Search code examples
amazon-web-servicesdatetimeamazon-s3julianetcdf

Time conversion from AWS NetCDF file (noaa-16 bucket)


I've downloaded a dataset ("OR_GLM-L2-LCFA_G16_s20202530000000_e20202530000200_c20202530000226.nc") from the noaa-16 bucket hosted on AWS (Amazon Web Services). The dataset contains a variable titled "flash_time_offset_of_first_event", detailing the number of seconds since 9/9/2020, between 00:00:00 and 00:00:20...

Screenshot of AWS NetCDF file as seen in Panoly

I am reading the netCDF file using:

using NCDatasets
flash_times = []
fname1 = "OR_GLM-L2-LCFA_G16_s20202530000000_e20202530000200_c20202530000226.nc"
fpath1 = string("C:\\mydir\\",fname1)
NCDataset(fpath1) do ds
    [push!(flash_times,string(x)) for x in ds["flash_time_offset_of_first_event"][:,:]]
end

which produces:

sort(flash_times)
481-element Array{Any,1}:
 "2020-09-08T23:59:42.594"
 "2020-09-08T23:59:42.672"
 "2020-09-08T23:59:42.688"
 ⋮
 "2020-09-09T00:00:07.324"
 "2020-09-09T00:00:07.366"
 "2020-09-09T00:00:07.42"

The problem is that the times do not match the times shown in the plot of the values, as plotted in Panoply (shown below).

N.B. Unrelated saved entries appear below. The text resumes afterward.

PR #195, opened 2020-10-02
refactoring roadrunner interface

zoltuz:
This PR refactors the roadrunner interface.

This new interface allows simulating CRNs with roadrunner (libroadrunner). Two main operation mode (determined by return_roadrunner flag): getting back numerical results or getting back the roadrunner model object for further analysis.

* refactor function name: simulate_with_roadrunner to keep it consistent with bioscraper
* unit test adjusted to detect both cases: libroadrunner is installed or not and
* an example Jupyter notebook is added

### DIFF
--- a/Tests/test_simulation_packages_import.py
+++ b/Tests/test_simulation_packages_import.py
@@ -54,12 +54,12 @@ def test_bioscrape_import_simulate_via_sbml():
 
 def test_libroadrunner_import():
     from biocrnpyler import ChemicalReactionNetwork
+    CRN = ChemicalReactionNetwork(species=[], reactions=[])
     try:
-        import numpy as np
-
-        CRN = ChemicalReactionNetwork(species=[],reactions=[])
+        import roadrunner
+    except ModuleNotFoundError:
         with pytest.warns(None) as record:
-            sim_results = CRN.runsim_roadrunner(timepoints=np.linspace(0, 10, 100), filename=None)
+            sim_results = CRN.simulate_with_roadrunner(timepoints=list(range(0,10)))
 
         assert sim_results is None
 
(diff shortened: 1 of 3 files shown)


Tests/test_simulation_packages_import.py
```diff
@@ -54,20 +54,23 @@ def test_bioscrape_import_simulate_via_sbml():
...
         with pytest.warns(None) as record:
-            sim_results = CRN.runsim_roadrunner(timepoints=np.linspace(0, 10, 100), filename=None)
+            sim_results = CRN.simulate_with_roadrunner(timepoints=list(range(0,10)))
 
         assert sim_results is None
 
         # only one warning was triggered
         assert len(record) == 1
         # check the warning message
         assert str(record[0].message) == "libroadrunner was not found, please install libroadrunner"
```
ayush9pandey, line 69: I guess this warning print out is fine but I am wondering why the 6 line set up to do this and not just print out or throw a normal warning if ModuleNotFoundError?

ayush9pandey (approved):

ayush9pandey:
Looks good to me, we can merge this now.

Tests/test_simulation_packages_import.py
zoltuz: Good question! it's an older test which I'm using here, I'd write it differently today, it's a bit baroque indeed :)

zoltuz: I went back and had a good look at it and simplified the code a bit, added some comments as well

WilliamIX:
This code all looks good to me.

WilliamIX (approved):

WilliamIX:
This all looks good to me.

In Panoply, the plotted values range from ~-0.7s (2020-09-08T23:59:59.3) to ~19.4s (2020-09-09T00:00:19.4):

A plot of the flash times, as plotted by Panoply

I'm extracting the earliest and latest times in my array of DateTimes using:

@info("",Earliest_time=sort(flash_times)[1],Latest_time=sort(flash_times)[end])

which produces:

┌ Info: 
│   Earliest_time = "2020-09-08T23:59:42.594"
└   Latest_time = "2020-09-09T00:00:07.42"   

My question: How can I correctly extract these times, or correct the times I have extracted? The NetCDF also contains information for scale_factor and add_offset variables, but I have not been able to implement these so far. I've also tried extracting the netCDF data using the NetCDF package, but this returns an array of integers, which I've tried (unsuccessfully) to convert using the scale_factor and add_offset variables.


Solution

  • NCDatasets automatically applies the scale_factor and add_offset attributes already, but there is another attribute here, _Unsigned, which NCDatasets doesn't know about yet, while other libraries like used in Panoply and xarray do. I created this issue for it: https://github.com/Alexander-Barth/NCDatasets.jl/issues/133.

    So in short the data is stored as an Int16, and has negative values in the second half. Since these negative values are supposed to be interpreted as unsigned (positive) values, this affects the dates that come out in the end. We can dig down and apply the steps ourselves to get the correct value from the raw data for now:

    using NCDatasets
    using Downloads
    using Dates
    url = "http://ftp.cptec.inpe.br/goes/goes16/glm/2020/09/09/OR_GLM-L2-LCFA_G16_s20202530000000_e20202530000200_c20202530000226.nc"
    
    path = Downloads.download(url)
    ds = NCDataset(path)
    var = ds["flash_time_offset_of_first_event"]
    # flash_time_offset_of_first_event (481)
    #   Datatype:    Int16
    #   Dimensions:  number_of_flashes
    #   Attributes:
    #    long_name            = GLM L2+ Lightning Detection: time of occurrence of first constituent event in flash
    #    standard_name        = time
    #    _Unsigned            = true
    #    scale_factor         = 0.0003814756
    #    add_offset           = -5.0
    #    units                = seconds since 2020-09-09 00:00:00.000
    #    axis                 = T
    
    # see the issue, these dates are incorrect
    extrema(var)
    # DateTime("2020-09-08T23:59:42.594")
    # DateTime("2020-09-09T00:00:07.420")
    
    raw = var.var[:]  # Vector{Int16}
    # interpret as unsigned, and apply scale and offset
    val = reinterpret(unsigned(eltype(raw)), raw) .* NCDatasets.scale_factor(var) .+ NCDatasets.add_offset(var)
    # get dates by adding these as seconds to the epoch
    epoch = DateTime("2020-09-09T00:00:00")
    times = epoch .+ Millisecond.(round.(Int, val .* 1000))
    extrema(times)  # these are as expected
    # DateTime("2020-09-08T23:59:59.251")
    # DateTime("2020-09-09T00:00:19.408")
    

    Of course this is not ideal, and it would be easier for users to address this in NCDatasets itself.